ArfGAP3 Protects Mitochondrial Function and Promotes Autophagy Through Rab5a-Mediated Signals in Ageing Skeletal Muscle.

BACKGROUND

Few researches have investigated the molecular mechanism responsible for the age-related loss of the pelvic floor muscle (PFM) mass and functionality-a pivotal contributor to pelvic organ prolapse and diminished physical well-being. ADP ribosylation factor GTPase activating protein 3 (ArfGAP3) is a member of ArfGAPs, which regulates the vesicular trafficking pathway and intracellular proteins transporting. However, its effects on skeletal muscle ageing remain largely unknown.

METHODS

Mouse models of natural ageing and D-gal (D-galactose)-induced ageing were subject to analyse the structure, function and pathological alterations of the PFM and the expression of ArfGAP3. Stable ArfGAP3 knockdown and overexpression C2C12 cell lines were established to investigate the anti-senescence effects of ArfGAP3 and the underlying mechanisms in ageing process, complemented by Rab5a genetic intervention and mRFP-GFP-LC3 adenoviral particles transfection.

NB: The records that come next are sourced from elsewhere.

PR #2395, opened 2023-02-22
Change tests configuration to allow testing with new endpoints using database

jfcalvo:
In this PR we are making changes on how tests are configured to be used with the database:
* Moved test seeds to a new `test_seeds` function at `argilla.server.seeds` package.
* One the new `test_seeds` function we are defining a default "argilla" user. In the future `test_seeds` should only have proper seeds necessary for the application to work normally and users and other stuff should be added as test fixtures.
* We didn't find a proper way to use transactions and rollback changes in every unit test and allow endpoints access the same data so we are truncating all the database tables after every unit test execution.
* We added a test for one of the new workspaces endpoint that interact with the database so we can check that everything is working as expected.
* Now our GitHub actions run (alembic) database migrations in the tests section.

### DIFF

In vivo experiments entailed ArfGAP3 overexpression in mice alongside autophagy inhibitor treatment, with assessments encompassing tissue mass, bladder leak point pressure (BLPP), submicroscopic structure, antioxidative stress system and muscle regeneration.

RESULTS

Aged (24-month-old) mice exhibited significant physiological alterations in PFMs, including decreased muscle mass, diminished cross-sectional area (CSA), deteriorated supporting function (as evidenced by reduced BLPP), impaired autophagy and increased levels of oxidative stress (p < 0.001). Utilizing ageing C2C12 model, we observed a dose-dependent relationship between D-gal induction and cellular senescence, impaired differentiation and mitochondrial damage. Remarkably, the expression levels of ArfGAP3 were markedly downregulated in both in vitro and in vivo ageing models. Knockdown of ArfGAP3 exacerbated impaired differentiation potential and induced aberrant mitochondrial morphology and functional dysfunction in ageing C2C12 myoblasts, whereas ArfGAP3 overexpression largely mitigated these effects. Mechanistically, our findings revealed an interplay between ArfGAP3 and Rab5a, indicating their coordinated regulation. ArfGAP3-mediated activation of Rab5a-associated autophagy and IRS1-AKT-mTOR signalling pathways during cellular senescence and myogenesis was identified, leading to enhanced autophagic flux and improved resistance to oxidative stress. In vivo, ArfGAP3 overexpression ameliorated D-gal-induced loss of muscle mass and function, while promoting antioxidant responses and muscle regeneration in mice. However, these protective effects of ArfGAP3 overexpression were extinguished by autophagy inhibition.

CONCLUSIONS

Our study uncovers the significant role of ArfGAP3 in enhancing differentiation capacity and mitochondrial function through mediating Rab5a expression to activate IRS1-AKT-mTOR signalling pathways and promote autophagy during the ageing process. These findings underscore the potential of ArfGAP3 as a promising therapeutic target for ameliorating the decline in skeletal muscle function associated with ageing.